# Solved: Rockmelt for Linux? Maybe?



## lastrachris (Jan 17, 2010)

I have Rockmelt, the new web browser out there, on my Windows half of my computer, and I have to say I love it, but I was wondering if I could get it on my Linux Mint half of my computer. I did tons of googling, but everyone just either had something about Ubuntu in the article, or put Ubuntu as the heading... Which didn't make too much sense to me. Does anyone know how i might get this? And no, using WINE did not work.


----------



## arochester (Jan 17, 2007)

It's quite simple. Linux Mint is a derivation of Ubuntu, so just follow any Ubuntu instructions.
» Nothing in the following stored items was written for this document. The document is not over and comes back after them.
PR #131, opened 2014-09-16
New example: multimodal.py, to test PTSampler evidence estimation

drphilmarshall:
It's just the example in the docs, plus a little evidence check. Here's the result:

```
Estimated log evidence =  -16.9586413385 +/- 7.29507626509
Analytic log evidence =  -6.67931612501
```

which means that there is at least one bug in this code! But it runs to completion, and the docs are up to date. What more could one want?

### DIFF
--- a/docs/user/pt.rst
+++ b/docs/user/pt.rst
@@ -123,7 +123,16 @@ The resulting samples (1000 of them) are stored as the
     # Longest autocorrelation length (over any temperature)
     max_acl = np.max(sampler.acor)
 
-    # etc
+    # log evidence estimation
+    lnZ, dlnZ = sampler.thermodynamic_integration_log_evidence()
+
+    # Analytic log evidence, for comparison
+    lnZtrue = np.log(2.0*np.pi*0.1 * 2.0)
+
+
+The code for this example is available 
+`here
+<https://github.com/dfm/emcee/blob/master/examples/multimodal.py>`_.
 
 
 Implementation Notes
--- a/emcee/ptsampler.py
+++ b/emcee/ptsampler.py
@@ -92,6 +92,9 @@ class PTLikePrior(object):
 
         if lp == float('-inf'):
             return lp, lp
+        elif np.isinf(lp):
+            lp = float('-inf')
+            return lp, lp
 
         return self.logl(x, *self.loglargs, **self.loglkwargs), lp
 
--- a/examples/multimodal.py
+++ b/examples/multimodal.py
@@ -1,0 +1,103 @@
+import numpy as np
+from emcee import PTSampler
+
+# Example from PTsampler docs at http://dan.iel.fm/emcee/current/user/pt
+# 2 well-separated Gaussians, evidence is known analytically.
+
+# Define the means and standard deviations of our multi-modal likelihood:
+
+# mu1 = [1, 1], mu2 = [-1, -1]
+mu1 = np.ones(2)
+mu2 = -np.ones(2)
+
+# Width of 0.1 in each dimension, circularly symmetric:
+sigma = 0.1
+ivar = 1.0/(sigma*sigma)
+sigma1inv = np.diag([ivar, ivar])
+sigma2inv = np.diag([ivar, ivar])
+
+def logl(x):
+    dx1 = x - mu1
+    dx2 = x - mu2
+    return np.logaddexp(-np.dot(dx1, np.dot(sigma1inv, dx1))/2.0,
+                        -np.dot(dx2, np.dot(sigma2inv, dx2))/2.0)
+
+# Use a 2D uniform prior, correctly normalized:
+def logp(x):
+    xmax = 5.0
+    if (abs(x).any() > xmax): 
+        logp = -np.inf
+    else:
+        logp = -2.0*np.log(2.0*xmax)
+    return logp
+
+# (Approximate) analytic evidence for two identical Gaussian blobs,
+# over a uniform prior [-5:5][-5:5] with density 1/100 in this domain:
+
+log_evidence = np.log(2.0 * 2.0*np.pi*sigma*sigma / 100.0)
+
+# Now we can construct a sampler object that will drive the PTMCMC; arbitrarily,
+# we choose to use 20 temperatures (the default is for each temperature to
+# increase by a factor of sqrt(2), so the highest temperature will be T=1024,
+# resulting in an effective sigmaT=32sigma=3.2, which is about the separation of
+# our modes). Let's use 100 walkers in the ensemble at each temperature:
+
+ntemps = 20
+nwalkers = 100
+ndim = 2
+
+sampler = PTSampler(ntemps, nwalkers, ndim, logl, logp)
+
+# Making the sampling multi-threaded is as simple as adding the threads=Nthreads
+# argument to PTSampler. We could have modified the temperature ladder using the
+# betas optional argument (which should be an array of beta = 1/T values). The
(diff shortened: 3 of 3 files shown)


farr:
Hi Phil, David, all,

Sorry for taking so very loooooooooong to get back to this.  I think I understand what the problem is, and it's not a bug in the code.  Instead, it's a bug in the "test."  The example from the docs has a flat, improper prior (log_prior = 0.0 everywhere), so the TI integral does not converge:

\int d\beta <\log L>_\beta = \int d\beta -1/(2 \beta)

is, in fact, infinite---it diverges like log(x) as x --> 0.  The evidence is well-defined---it is just the integration method that fails.

Embarrassingly I was bitten by this same bug when writing the PT Sampler tests (note that there is---or at least was---an evidence check in the test() routine for PT Sampler), but didn't recognise it again here.  The solution would be to put in a prior that is wide (maybe flat between +/- 10-sigma?), and ensure that the highest temperature ladder can sample from it.

ipashchenko:
@farr Your suggestion explains my correct result with ``PTSampler`` that i cited here above - i have used proper prior. I think that issue with evidence estimation must be explained in docs or even print a warning message when calling ``PTSampler.thermodynamic_integration_log_evidence``:)

farr:
I've added the suggested changes to the docs in #154 ; Dan, if you pull
those changes into emcee, you can close this issue, too.

drphilmarshall:
An improper prior error! That's a rare treat :-) What does the
multimodal.py test return now, for the evidence values?

farr:
I haven't tried it on the multimodal.py, but it passes with flying colours
the evidence computation and sampling on a unimodal Gaussian in
check_pt_sampler (line 123 of tests.py).  If you want to give it a go, you
can have a look at the code there---it took me forever to pass that test
because I originally used an improper prior, and couldn't understand why I
was failing.  As I said, it's a bit embarrassing that I forgot all about
that experience when thinking about your bug report.

drphilmarshall:
Hmm. `examples/multimodal.py` does already have a proper prior, it turns out:

```python
# Use a 2D uniform prior, correctly normalized:
def logp(x):
    xmax = 5.0
    if (abs(x).any() > xmax): 
        logp = -np.inf
    else:
        logp = -2.0*np.log(2.0*xmax)
    return logp
```

What could be wrong with this?

farr:
I think the line 

    if (abs(x).any() > xmax):

is a mistake.  It should be written

    if np.any(np.abs(x) > xmax):

For example:

    x = array([1.0, 2.0])
    if x.any() > 1:
        print 'Yep'
    else:
        print 'Nope'

prints 'Nope', while 

    if np.any(abs(x) > 1):
        print 'Yep'
    else:
        print 'Nope'

prints 'Yep'.  So, the prior is, in fact, unnormalised.  I fixed that line, and increased the temperature density in multimodal.py (after examining a plot of the TI integrand versus beta, and seeing a lot of jagged structure), and now it works:

    Estimated log evidence =  -6.89598100431 +/- 0.0546850237424
     Analytic log evidence =  -6.67931612501

These changes are pushed to the tip of the fix-pt-docs branch referred to in pull request #154, so pulling that branch should also resolve this issue.

ipashchenko:
@farr Will, could you please add some potential diagnostics tools for better temperature settings somewhere in docs? You wrote that you have examined a plot of the TI integrand versus beta... As far as i understand there's no universal temperature setting.

farr:
@ipashchenko Eventually, yes.  That's a bit of a long-term project.  

You're right that there is no universal temperature setting.  One attempt to address this issue for sampling is http://arxiv.org/abs/1501.05823 .  For TI, just looking at the plot of the integrand is usually enough to diagnose problems, but the uncertainty reported by the TI method can help, too (i.e. if it's large, then you probably need a denser T spacing).

Anyway, this is a bit like universal methods for determining burnin: there are none, and the topic is very broad.

drphilmarshall:
Great, thanks Will! Sorry about the crap coding - although I am glad that
my bug was in use of numpy rather than understanding of how to apply
probability theory.

farr:
No worries re: coding---I'm just glad to have (finally!) tracked down and
resolved the issue!

drphilmarshall:
Yeah! Also: fantastic to see evidence values coming out of the PTSampler!
:-)
@kbarbary, your dreams are being fulfilled here.

drphilmarshall:
OK, something's weird here: I pulled down @farr's fix-pt-docs branch into a fix-pt-docs branch of my own, and tried to make `multimodal.py` work. I get:
```
Estimated log evidence =  7.26355058317 +/- 1.32035266078
Estimated log evidence =  7.26947875152 +/- 1.3040628331
Analytic log evidence =  -6.67931612501
```
in two runs of the code. The `np.any()` lines is there, and I'm using @farr's cooling schedule...

farr:
There was some confusion on my part with a "-" sign in the integral earlier
today when I transitioned to using trapz. Can you check that you have
commit 81782de? If you do, I'm not sure what is going on....

drphilmarshall:
Yep, I've got that commit. Here's [my branch](https://github.com/drphilmarshall/emcee/tree/fix-pt-docs) if you want to check it out.

farr:
Hmm.  Here's a transcript of my session:

    eAmu:emcee farr$ git checkout marshall/fix-pt-docs
    # A bunch of warnings about detached head.

    eAmu:emcee farr$ python setup.py install
    # A bunch of install crap
 
    eAmu:emcee farr$ cd examples/
    eAmu:examples farr$ ipython --pylab

    In [1]: %run multimodal.py
    PT burning in for 100 iterations...
    PT sampling for 1000 iterations...
    Temperature swap acceptance rates are 
    T =  1000000.0  accept =  0.99983
    T =  621016.941892  accept =  0.999745
    T =  385662.042116  accept =  0.99966
    T =  239502.661999  accept =  0.99949
    T =  148735.210729  accept =  0.999145
    T =  92367.0857187  accept =  0.998615
    T =  57361.5251045  accept =  0.9978
    T =  35622.4789026  accept =  0.996665
    T =  22122.1629107  accept =  0.99468
    T =  13738.2379588  accept =  0.990925
    T =  8531.67852417  accept =  0.985705
    T =  5298.31690628  accept =  0.977805
    T =  3290.34456231  accept =  0.96518
    T =  2043.35971786  accept =  0.94696
    T =  1268.96100317  accept =  0.922105
    T =  788.046281567  accept =  0.88864
    T =  489.390091848  accept =  0.85261
    T =  303.919538231  accept =  0.821315
    T =  188.739182214  accept =  0.801945
    T =  117.210229753  accept =  0.79432
    T =  72.7895384398  accept =  0.78735
    T =  45.2035365636  accept =  0.780655
    T =  28.0721620394  accept =  0.772305
    T =  17.433288222  accept =  0.765715
    T =  10.8263673387  accept =  0.765155
    T =  6.7233575365  accept =  0.766605
    T =  4.17531893656  accept =  0.76775
    T =  2.5929437974  accept =  0.766465
    T =  1.61026202756  accept =  0.76507
    T =  1.0  accept =  0.76491

    Estimated log evidence =  -6.87513567321 +/- 0.085128437244
     Analytic log evidence =  -6.67931612501

Did yours print all the temperature and swap acceptance info?  If not, could it be that you were running of an older commit because you didn't install?  I'm sort of at a loss here to explain the different behaviour....

drphilmarshall:
Beats me. Feel free to close this, and I'll just pull from the base repo
master branch once it all gets merged in properly. Thanks!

According to this: http://ishant-darklord.blogspot.com/2010/11/rockmelt-beta-browser-for-your-social.html you need an invitation.If you have it in Windows you must have an invitation. Can it just be downloaded again in Linux?

Which version of Mint? That will be based on a particular version of Ubuntu.


----------



## lastrachris (Jan 17, 2010)

Mint 9. It's based on 10.04. I have an invite, and I have it installed in Windows already. I will follow those directions and tell you what happens.


----------



## lastrachris (Jan 17, 2010)

I don't really see any directions on that page. Would you mind spelling them out for me? I have a few papers due today so I am not able to give full attention.


----------



## arochester (Jan 17, 2007)

I'm sorry. I take back what I said. Out of curiosity I asked for an invite, and yes, it is Windows and Mac only and doesn't work.

I've run out of ideas. Maybe we will just have to wait...


----------



## lastrachris (Jan 17, 2010)

*Tear drop*


----------